International Journal of Methods in Psychiatric Research (Jun 2023)
Dementia in health claims data: The influence of different case definitions on incidence and prevalence estimates
Abstract
Abstract Objectives The epidemiology of dementia subtypes including Alzheimer's disease (AD) and vascular dementia (VD) and their reliance on different case definitions (“algorithms”) in health claims data are still understudied. Methods Based on health claims data, prevalence estimates (per 100 persons), incidence rates (IRs, per 100 person‐years), and proportions of AD, VD, and other dementias (oD) were calculated. Five algorithms of increasing strictness considered inpatient/outpatient diagnoses (#1, #2), antidementia drugs (#3) or supportive diagnostics (#4, #5). Results Algorithm 1 detected 213,409 cases (#2: 197,400; #3: 48,688; #4: 3033; #5: 3105), a prevalence for any dementia of 3.44 and an IR of 1.39 (AD: 0.80/0.21, VD: 0.79/0.31). The prevalence decreased by algorithms for any dementia (#2: 3.19; #3: 0.75; #4: 0.04; #5: 0.05) as did IRs (#2: 1.13; #3: 0.18; #4: 0.05, #5: 0.05). Algorithms 1–2, and 4–5 revealed similar proportions of AD (23.3%–26.6%), VD (19.9%–23.2%), and oD (53.1%–53.8%), algorithm 3 estimated 45% (AD), 12.1% (VD), and 43.0% (oD).

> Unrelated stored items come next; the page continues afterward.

PR #3565, opened 2025-02-14
drain UDP socket to avoid dropped packets

AndrewMeadows:
This PR changes `LLPacketRing` to be a proper ring and uses it to buffer packets that could otherwise be dropped from the UDP socket during long frames. 

This work to help address issue #3566 .

### DIFF
--- a/indra/llappearance/llavatarappearance.cpp
+++ b/indra/llappearance/llavatarappearance.cpp
@@ -799,7 +799,6 @@ void LLAvatarAppearance::buildCharacter()
     bool status = loadAvatar();
     stop_glerror();
 
-//  gPrintMessagesThisFrame = true;
     LL_DEBUGS() << "Avatar load took " << timer.getElapsedTimeF32() << " seconds." << LL_ENDL;
 
     if (!status)
--- a/indra/llmessage/llpacketbuffer.cpp
+++ b/indra/llmessage/llpacketbuffer.cpp
@@ -32,8 +32,6 @@
 #include "lltimer.h"
 #include "llhost.h"
 
-///////////////////////////////////////////////////////////
-
 LLPacketBuffer::LLPacketBuffer(const LLHost &host, const char *datap, const S32 size) : mHost(host)
 {
     mSize = 0;
@@ -51,7 +49,6 @@ LLPacketBuffer::LLPacketBuffer(const LLHost &host, const char *datap, const S32 
             mSize = size;
         }
     }
-
 }
 
 LLPacketBuffer::LLPacketBuffer (S32 hSocket)
@@ -59,13 +56,9 @@ LLPacketBuffer::LLPacketBuffer (S32 hSocket)
     init(hSocket);
 }
 
-///////////////////////////////////////////////////////////
-
 LLPacketBuffer::~LLPacketBuffer ()
 {
 }
-
-///////////////////////////////////////////////////////////
 
 void LLPacketBuffer::init(S32 hSocket)
 {
@@ -74,7 +67,7 @@ void LLPacketBuffer::init(S32 hSocket)
     mReceivingIF = ::get_receiving_interface();
 }
 
-void LLPacketBuffer::init(char* buffer, S32 data_size, const LLHost& host)
+void LLPacketBuffer::init(const char* buffer, S32 data_size, const LLHost& host)
 {
     if (data_size > NET_BUFFER_SIZE)
     {
--- a/indra/llmessage/llpacketbuffer.cpp
+++ b/indra/llmessage/llpacketbuffer.cpp
@@ -41,7 +41,7 @@ LLPacketBuffer::LLPacketBuffer(const LLHost &host, const char *datap, const S32 
 
     if (size > NET_BUFFER_SIZE)
     {
-        LL_ERRS() << "Sending packet > " << NET_BUFFER_SIZE << " of size " << size << LL_ENDL;
+        LL_ERRS() << "Constructing packet with size=" << size << " > " << NET_BUFFER_SIZE << LL_ENDL;
     }
     else
     {
@@ -67,10 +67,25 @@ LLPacketBuffer::~LLPacketBuffer ()
 
 ///////////////////////////////////////////////////////////
 
-void LLPacketBuffer::init (S32 hSocket)
+void LLPacketBuffer::init(S32 hSocket)
 {
     mSize = receive_packet(hSocket, mData);
     mHost = ::get_sender();
     mReceivingIF = ::get_receiving_interface();
+}
+
+void LLPacketBuffer::init(char* buffer, S32 data_size, const LLHost& host)
+{
+    if (data_size > NET_BUFFER_SIZE)
+    {
+        LL_ERRS() << "Initializing packet with size=" << data_size << " > " << NET_BUFFER_SIZE << LL_ENDL;
+    }
+    else
+    {
+        memcpy(mData, buffer, data_size);
+        mSize = data_size;
+        mHost = host;
+        mReceivingIF = ::get_receiving_interface();
+    }
 }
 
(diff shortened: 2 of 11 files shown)


indra/llappearance/llavatarappearance.cpp
```diff
@@ -799,7 +799,6 @@ void LLAvatarAppearance::buildCharacter()
     bool status = loadAvatar();
     stop_glerror();
 
-//  gPrintMessagesThisFrame = true;
```
AndrewMeadows, line 802: This gPringMessagesThisFrame global variable is legacy debug instrumentation that is not being used anymore.  I'm purging it to help keep the code more readable.  Fellow developers: please purge your personal debugging frameworks unless they are broadly useful and and come with some comments or other documentation.

indra/llmessage/llpacketbuffer.cpp
```diff
@@ -67,10 +67,25 @@ LLPacketBuffer::~LLPacketBuffer ()
...
+        LL_ERRS() << "Initializing packet with size=" << data_size << " > " << NET_BUFFER_SIZE << LL_ENDL;
+    }
+    else
+    {
+        memcpy(mData, buffer, data_size);
+        mSize = data_size;
+        mHost = host;
+        mReceivingIF = ::get_receiving_interface();
+    }
+}
```
AndrewMeadows, line 90: I'm adding this `LLPacketBuffer::init()` method to allow the `LLPacketRing` to recycle existing instances for new packets.

indra/llmessage/llpacketring.cpp
```diff
@@ -43,329 +43,301 @@
...
+
+LLPacketRing::LLPacketRing ()
+    : mPacketRing(DEFAULT_BUFFER_RING_SIZE, nullptr)
 {
+    LLHost invalid_host;
+    for (size_t i = 0; i < mPacketRing.size(); ++i)
+    {
+        mPacketRing[i] = new LLPacketBuffer(invalid_host, nullptr, 0);
+    }
 }
```
AndrewMeadows, line 57: This is almost a complete rewrite of LLPacketRing.

Previously it wasn't actually a ring although it had a seldom-used API that made it kinda look like a ring.  I'm purging that seldom-used stuff since it was only ever used for simulating slow network connections and these days there are better (external) tools available to force the viewer into low-bandwidth environments.

Going forward `LLPacketRing` has a real ring of pre-allocated `LLPacketBuffers` that can be used to buffer inbound UDP packets that we don't yet have the per-frame time to process.

indra/llmessage/llpacketring.cpp
```diff
@@ -43,329 +43,301 @@
...
 
-void LLPacketRing::setUseInThrottle(const bool use_throttle)
-{
-    mUseInThrottle = use_throttle;
+    return send_packet( socket,
+                        headered_send_buffer,
+                        data_size + SOCKS_HEADER_SIZE,
+                        LLProxy::getInstance()->getUDPProxy().getAddress(),
+                        LLProxy::getInstance()->getUDPProxy().getPort());
 }
```
AndrewMeadows, line 102: Why do I bother to implement send_packet_helper() instead of just putting the dirty work in `LLPacketRing::sendPacket()`?   Because when I first moved it here we called it twice: `LLPacketRing` had a "delay and throttle outgoing packets" feature but I ripped that out.  Just in case we ever want to put that back in I'm leaving this logic abstracted into its own helper method.

indra/newview/llstartup.cpp
```diff
@@ -623,21 +623,6 @@ bool idle_startup()
...
-                LL_DEBUGS("AppInit") << "Setting packetring incoming bandwidth to " << inBandwidth << LL_ENDL;
-                msg->mPacketRing.setUseInThrottle(true);
-                msg->mPacketRing.setInBandwidth(inBandwidth);
-            }
-            if (outBandwidth != 0.f)
-            {
-                LL_DEBUGS("AppInit") << "Setting packetring outgoing bandwidth to " << outBandwidth << LL_ENDL;
-                msg->mPacketRing.setUseOutThrottle(true);
-                msg->mPacketRing.setOutBandwidth(outBandwidth);
-            }
```
AndrewMeadows, line 640: The in/out bandwidth throttle features are being removed.  These were purely for debug purposes for simulating low bandwidth scenarios.   Perhaps we'll add them back in if people rely on this feature, but there are other ways to simulate low bandwidth these days so hopefully we won't need to.

indra/newview/llappviewer.cpp
```diff
@@ -5251,50 +5247,41 @@ void LLAppViewer::idleNetwork()
...
+                {
+                    // Increase CheckMessagesMaxTime so that we will eventually catch up
+                    CheckMessagesMaxTime *= 1.035f; // 3.5% ~= 2x in 20 frames, ~8x in 60 frames
+                }
+            }
+            else
+            {
+                // Reset CheckMessagesMaxTime to default value
+                CheckMessagesMaxTime = CHECK_MESSAGES_DEFAULT_MAX_TIME;
             }
```
AndrewMeadows, line 5280: These are the relevant changes above; the rest of the changes were just to make this possible.

We now drain the UDP socket whenever we exit the loop without handling ALL of the packets.  In one sense this just moves them from one buffer (maintained by the OS) to another buffer (maintained bu us) but the benefit here is we now know that we have buffered packets and can do something about them.

indra/llmessage/net.cpp
```diff
@@ -76,14 +76,8 @@ static U32 gsnReceivingIFAddr = INVALID_HOST_IP_ADDRESS; // Address to which dat
...
-#if LL_DARWIN
-    // macOS returns an error when trying to set these to 400000.  Smaller values succeed.
-    const int   SEND_BUFFER_SIZE    = 200000;
-    const int   RECEIVE_BUFFER_SIZE = 200000;
-#else // LL_DARWIN
-    const int   SEND_BUFFER_SIZE    = 400000;
-    const int   RECEIVE_BUFFER_SIZE = 400000;
-#endif // LL_DARWIN
+const int   SEND_BUFFER_SIZE    = 200000;
+const int   RECEIVE_BUFFER_SIZE = 800000;
```
AndrewMeadows, line 81: The code above that would use a smaller `RECEIVE_BUFFER_SIZE` for Mac was Really Old (pre 2007).  I checked on a modern Mac build and was able to successfully configure larger buffer sizes.

Also, the viewer doesn't send as many UDP packets as it receives, so unbalanced buffer sizes between the two directions here is ok.

indra/llmessage/llpacketbuffer.cpp
akleshchev: May be add that comment before the memcpy?

indra/llmessage/llpacketring.cpp
```diff
@@ -43,329 +43,301 @@
...
-    // If using the throttle, simulate a limited size input buffer.
-    if (mUseInThrottle)
+    // pull straight from socket
+    if (LLProxy::isSOCKSProxyEnabled())
     {
-        bool done = false;
-
-        // push any current net packet (if any) onto delay ring
-        while (!done)
+        char buffer[NET_BUFFER_SIZE + SOCKS_HEADER_SIZE];   /* Flawfinder ignore */
```
akleshchev, line 142: Pehaps make this static or thread static?

akleshchev (approved):

indra/llmessage/llpacketring.cpp
```diff
@@ -43,329 +43,301 @@
...
+        packet_size = receive_packet(socket, static_cast<char*>(static_cast<void*>(buffer)));
```
akleshchev, line 143: is this double cast nessesary?

AndrewMeadows: Thanks for pointing this out.  I inherited  that line from elsewhere when buffer had been initialized to `U8[]`.  I will fix it.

Conclusions Health claims data show lower estimates of AD than previously reported, due to markedly lower prevalent/incident proportions of patients with corresponding codes. Using medication in defining dementia potentially improves estimating the proportion of AD while supportive diagnostics were of limited use.